Günün o en tekinsiz saati... Akşam inmiş, mesai bitmiş, şehrin o bitmek bilmeyen uğultusu yerini yavaş yavaş zihnin gürültüsüne bırakmaya başlamış. Belki sıkışık bir trafikte kırmızı ışığa bakıyorsunuz, belki de evde günün yorgunluğunu atmaya çalışırken, avucunuzdaki piksel illüzyonlarından yüzünüze o nursuz parıltı vuruyor.
Ekrana bir haber düşüyor: Hollanda hükümeti vatandaşlarına 33 sayfalık 'kıyamet broşürü' dağıtmış. Sel olursa, savaş çıkarsa, siber saldırı gelirse ilk 72 saatte ne yapacaklar Hepsi yazılı. Çantalar hazır, konserveler stoklu.
O an, gün boyu maruz kaldığınız "Borsa çöktü, dolar uçtu" yaygaralarından şişmiş başınızı kaldırıp acı bir tebessüm ediyorsunuz. "Bizim çantamızda ne var" diye.
Batı aklı işte... Hayatı da, ölümü de bir vardiya çizelgesi gibi planlıyor. Onlar için notalar bile matematikseldir; harflerle (A, B, C) veya soğuk hecelerle (Do, Re, Mi) anılır.
Tam o sırada, zihnimde musiki fezasının o müşkülpesent ve ihtişamlı 'mana muhafızı' Bülent Ersoy'un geçenlerde yaptığı o enfes tespit yankılanıyor. Bir müzik dersi verir gibi değil, sanki bu coğrafyanın kaderini okur gibi konuşuyordu:
"Batı müziğinde 'do' ile 're' arası iki parçadır. Nettir. Siyah ve beyazdır. Ama bizde bir tam ses dokuz eşit parçaya bölünür, buna 'koma' deriz."
Batı'nın o köşeli ve soğuk kesinliği ile bizim hisli derinliğimiz arasındaki uçurumu tarif ederken; evet, Bülent Ersoy haklıydı!
İşte sır burada. Batı, sese "frekans" der geçer; biz ise ona bir ruh üfleriz. Bizde "Sol" yoktur, "Rast" vardır; dosdoğru oluşu simgeler. "La" yoktur, "Dügah" vardır; zamanın ikinci kapısıdır. Hele o "Si"... Batı'nın bemol deyip geçtiği o sese biz, içindeki kederden ötürü "Segah" demişiz. "Do" demeyiz, "Çargah" deriz; cenge giden bir ordunun ayak sesi gibidir.

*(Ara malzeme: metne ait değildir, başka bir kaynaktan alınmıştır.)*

PR #205, opened 2018-11-01
RM-122: Parse remote patient ID for MyGene2

veronikaslc:
Parse remote patient ID because MyGene2 uses URLs in the ID field to ensure that the public MyGene2 profiles are actually delivered to the end user

### DIFF
--- a/matching-notification-resources/src/main/resources/resources/uicomponents/matchingNotification/matchesTable.js
+++ b/matching-notification-resources/src/main/resources/resources/uicomponents/matchingNotification/matchesTable.js
@@ -793,7 +793,14 @@ var PhenoTips = (function (PhenoTips) {
             td += '<a href="' + patientHref + '" target="_blank" class="patient-href">' + patient.patientId + externalId + '</a>';
         } else { // remote patient
             // TODO pass a server name in JSON as well to display a server name instead if server ID in the table
-            td += '<label class="patient-href">' + patient.patientId + externalId + ' (' + patient.serverId + ')</label>';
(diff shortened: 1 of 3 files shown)


veronikaslc:
Rebased PR to use generic approach

matching-notification-resources/src/main/resources/resources/uicomponents/matchingNotification/matchesTable.js
```diff
@@ -793,7 +793,14 @@ var PhenoTips = (function (PhenoTips) {
             td += '<a href="' + patientHref + '" target="_blank" class="patient-href">' + patient.patientId + externalId + '</a>';
         } else { // remote patient
             // TODO pass a server name in JSON as well to display a server name instead if server ID in the table
-            td += '<label class="patient-href">' + patient.patientId + externalId + ' (' + patient.serverId + ')</label>';
+            // Parse remote patient ID because MyGene2 uses URLs in the ID field to ensure that the public MyGene2 profiles are actually delivered to the end user
+            if (patient.serverId == "mygene2" && patient.patientId && patient.patientId.startsWith("http")) {
+                var matches = patient.patientId.match(/[\d]+/g);
```
allasm: I would add a comment to explicitly describe/confirm the logic as it is not obvious that what is happening is actually correct ("find the last group of digits in the URL and use it as an ID")

allasm:
PR seems to be correct, but we need to wait for an answer from MyGene2 to know if our logic is future poof

("1. How likely is it for the patient ids to be anything other than numbers?
2. How likely is it for the URL structure to change?)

Mesele hangi notaya bastığınız değil; o perdenin toplumun zihninde, ta derinlerde uyuyan hangi "monad"ları, hangi ruhsal atomları harekete geçirdiğidir.
Dönüp bir de bizim şu "akşamüstü" hafızamıza bakın...
Ersoy'un "9 parça" dediği o sistem var ya... Sanki musiki için değil, bizim çilemiz için söylenmiş gibidir. Hafızanızı yoklayın; 9 kırılma anı ve daha Kalu Belâ'dan beri niceleri... Her biri birer "tam ses" değil, yüreğimizi delen, o monadları sızlatan birer "koma" sesiydi.
Şimdi o tesbih tanelerini, sadece birer tarih olarak değil; her biri ayrı bir makamdan süzülen, bu coğrafyanın kaderini mühürleyen birer 'mana kimliği' olarak, huşû içinde çekelim:
En baştaki o derin sızıdan, demokrasi tarihimizin o boynu bükük ilk düğümü Adnan Menderes'ten başlayalım... Onun vedasının üzerinden tam 23.453 gün geçti. İlk büyük ekonomik durgunluğumuz, "bekle-gör" sancımızdı. Sonra o karanlık perdeler aralandı; puslu zamanların o vakur şehidi Gün Sazak gideli 16.626 gün, aydınlanmanın o susturulan zarif çığlığı Bahriye Üçok gideli 12.842 gün oldu. O günler, tarihimizin en acı "Hüzzam" faslıydı.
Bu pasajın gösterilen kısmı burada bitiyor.